[[ Supplied records, beginning ]]

PR #10794, opened 2022-03-18
Fixes #6304: Added eye icon for contributors that are following too

### LINKED ISSUE #6304: Reorganize /contributors/___ pages
(follow-up to https://github.com/publiclab/plots2/pull/5632) cc @IshaGupta18 🙌 

We now show 2 types of users on our contributor pages like https://publiclab.org/contributors/water-quality

1. contributors - who have posted using this topic or commented on this topic
2. followers - who are following this topic and will get notified when new content is posted to it

They're a bit messily next to each other:

image

Let's:

* [ ] show contributors in a table on top, but in each row, mark if that person is ALSO following -- maybe, with an eye icon? In a column called `Following`, maybe?)
* [ ] then let's show people who are NOT in the first list, but ARE subscribed. This can be in a second table with the title `Following`. 

Should we have a short text explanation of the distinction?

KarishmaVanwari:
An eye icon now appears right beside the name of the contributor if it is following too.

Fixes #6304 

Screenshot:
image

### DIFF
--- a/app/views/tag/_contributors.html.erb
+++ b/app/views/tag/_contributors.html.erb
@@ -46,7 +46,7 @@
           <% if @users %>
             <% @users.each do |user| %>
               <tr class="users-row">
-                <td><a href='/profile/<%= user.name %>'><i class="fa fa-user"></i> <%= user.name %></a> <% if user.following(params[:id])%><i class="fa fa-eye"></i><% end %> </td>
+                <td><a href='/profile/<%= user.name %>'><i class="fa fa-user"></i> <%= user.name %></a> <% if user.following(params[:id])%><a aria-label="Following" data-toggle="tooltip" title="Following" data-placement="top"> <i class="fa fa-eye"></i></a><% end %> </td>
                 <td><a href='/tag/<%=h params[:id] %>/author/<%= user.name %>'><%= translation('tag.contributors.notes') %> &raquo;</a></td>
               </tr>
             <% end %>
--- a/app/views/tag/_contributors.html.erb
+++ b/app/views/tag/_contributors.html.erb
@@ -46,7 +46,7 @@
           <% if @users %>
             <% @users.each do |user| %>
               <tr class="users-row">
-                <td><a href='/profile/<%= user.name %>'><i class="fa fa-user"></i> <%= user.name %></a></td>
+                <td><a href='/profile/<%= user.name %>'><i class="fa fa-user"></i> <%= user.name %></a> <% if user.following(params[:id])%><i class="fa fa-eye"></i><% end %> </td>
                 <td><a href='/tag/<%=h params[:id] %>/author/<%= user.name %>'><%= translation('tag.contributors.notes') %> &raquo;</a></td>
               </tr>
             <% end %>


TildaDares:
This looks really good @KarishmaVanwari but I don't know if users would be able to understand what the eye icon means. Can we add a tooltip or something that explains what the icon is used for? What do you think?

KarishmaVanwari:
@TildaDares That's a great idea! I can do that. Thanks!

KarishmaVanwari:
@TildaDares I've added the tooltip saying "Following". How does it look?
image

KarishmaVanwari:
@TildaDares I have a suggestion. The "Notes" link beside every contributor looks repetitive (especially when there are a large number of contributors), how about replacing it with a notes icon, using something like this `<i class="fa-solid fa-note-sticky"></i>` ? Does it sound like a potential change?

TildaDares:
@KarishmaVanwari I think you're right about the repetition but I believe the `Notes` text was added to serve as a link to all of the user's notes for that particular tag. Using an icon probably has the same effect as the `Notes` text since we'll have to repeat it for each contributor row. Also, an icon won't properly communicate to the user that this links to the user's content. 

Do you see any other way we could improve this?

Also, another possible improvement would be to add a `See More` link at the bottom of the `People who've contributed` and `Following` sections when the number of contributors exceeds a particular limit. What do you think about this?

TildaDares (approved):
Great work @KarishmaVanwari. Thank you!!

KarishmaVanwari:
> @KarishmaVanwari I think you're right about the repetition but I believe the `Notes` text was added to serve as a link to all of the user's notes for that particular tag. Using an icon probably has the same effect as the `Notes` text since we'll have to repeat it for each contributor row. Also, an icon won't properly communicate to the user that this links to the user's content.
> 
> Do you see any other way we could improve this?
> 
> Also, another possible improvement would be to add a `See More` link at the bottom of the `People who've contributed` and `Following` sections when the number of contributors exceeds a particular limit. What do you think about this?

[[ Supplied records, end ]]

> _Your objective_:
Each record is to be reproduced exactly as it appears.

> _Answer section_:
PR #10794, opened 2022-03-18
Fixes #6304: Added eye icon for contributors that are following too

### LINKED ISSUE #6304: Reorganize /contributors/___ pages
(follow-up to https://github.com/publiclab/plots2/pull/5632) cc @IshaGupta18 🙌 

We now show 2 types of users on our contributor pages like https://publiclab.org/contributors/water-quality

1. contributors - who have posted using this topic or commented on this topic
2. followers - who are following this topic and will get notified when new content is posted to it

They're a bit messily next to each other:

image

Let's:

* [ ] show contributors in a table on top, but in each row, mark if that person is ALSO following -- maybe, with an eye icon? In a column called `Following`, maybe?)
* [ ] then let's show people who are NOT in the first list, but ARE subscribed. This can be in a second table with the title `Following`. 

Should we have a short text explanation of the distinction?

KarishmaVanwari:
An eye icon now appears right beside the name of the contributor if it is following too.

Fixes #6304 

Screenshot:
image

### DIFF
--- a/app/views/tag/_contributors.html.erb
+++ b/app/views/tag/_contributors.html.erb
@@ -46,7 +46,7 @@
           <% if @users %>
             <% @users.each do |user| %>
               <tr class="users-row">
-                <td><a href='/profile/<%= user.name %>'><i class="fa fa-user"></i> <%= user.name %></a> <% if user.following(params[:id])%><i class="fa fa-eye"></i><% end %> </td>
+                <td><a href='/profile/<%= user.name %>'><i class="fa fa-user"></i> <%= user.name %></a> <% if user.following(params[:id])%><a aria-label="Following" data-toggle="tooltip" title="Following" data-placement="top"> <i class="fa fa-eye"></i></a><% end %> </td>
                 <td><a href='/tag/<%=h params[:id] %>/author/<%= user.name %>'><%= translation('tag.contributors.notes') %> &raquo;</a></td>
               </tr>
             <% end %>
--- a/app/views/tag/_contributors.html.erb
+++ b/app/views/tag/_contributors.html.erb
@@ -46,7 +46,7 @@
           <% if @users %>
             <% @users.each do |user| %>
               <tr class="users-row">
-                <td><a href='/profile/<%= user.name %>'><i class="fa fa-user"></i> <%= user.name %></a></td>
+                <td><a href='/profile/<%= user.name %>'><i class="fa fa-user"></i> <%= user.name %></a> <% if user.following(params[:id])%><i class="fa fa-eye"></i><% end %> </td>
                 <td><a href='/tag/<%=h params[:id] %>/author/<%= user.name %>'><%= translation('tag.contributors.notes') %> &raquo;</a></td>
               </tr>
             <% end %>


TildaDares:
This looks really good @KarishmaVanwari but I don't know if users would be able to understand what the eye icon means. Can we add a tooltip or something that explains what the icon is used for? What do you think?

KarishmaVanwari:
@TildaDares That's a great idea! I can do that. Thanks!

KarishmaVanwari:
@TildaDares I've added the tooltip saying "Following". How does it look?
image

KarishmaVanwari:
@TildaDares I have a suggestion. The "Notes" link beside every contributor looks repetitive (especially when there are a large number of contributors), how about replacing it with a notes icon, using something like this `<i class="fa-solid fa-note-sticky"></i>` ? Does it sound like a potential change?

TildaDares:
@KarishmaVanwari I think you're right about the repetition but I believe the `Notes` text was added to serve as a link to all of the user's notes for that particular tag. Using an icon probably has the same effect as the `Notes` text since we'll have to repeat it for each contributor row. Also, an icon won't properly communicate to the user that this links to the user's content. 

Do you see any other way we could improve this?

Also, another possible improvement would be to add a `See More` link at the bottom of the `People who've contributed` and `Following` sections when the number of contributors exceeds a particular limit. What do you think about this?

TildaDares (approved):
Great work @KarishmaVanwari. Thank you!!

KarishmaVanwari:
> @KarishmaVanwari I think you're right about the repetition but I believe the `Notes` text was added to serve as a link to all of the user's notes for that particular tag. Using an icon probably has the same effect as the `Notes` text since we'll have to repeat it for each contributor row. Also, an icon won't properly communicate to the user that this links to the user's content.
> 
> Do you see any other way we could improve this?
> 
> Also, another possible improvement would be to add a `See More` link at the bottom of the `People who've contributed` and `Following` sections when the number of contributors exceeds a particular limit. What do you think about this?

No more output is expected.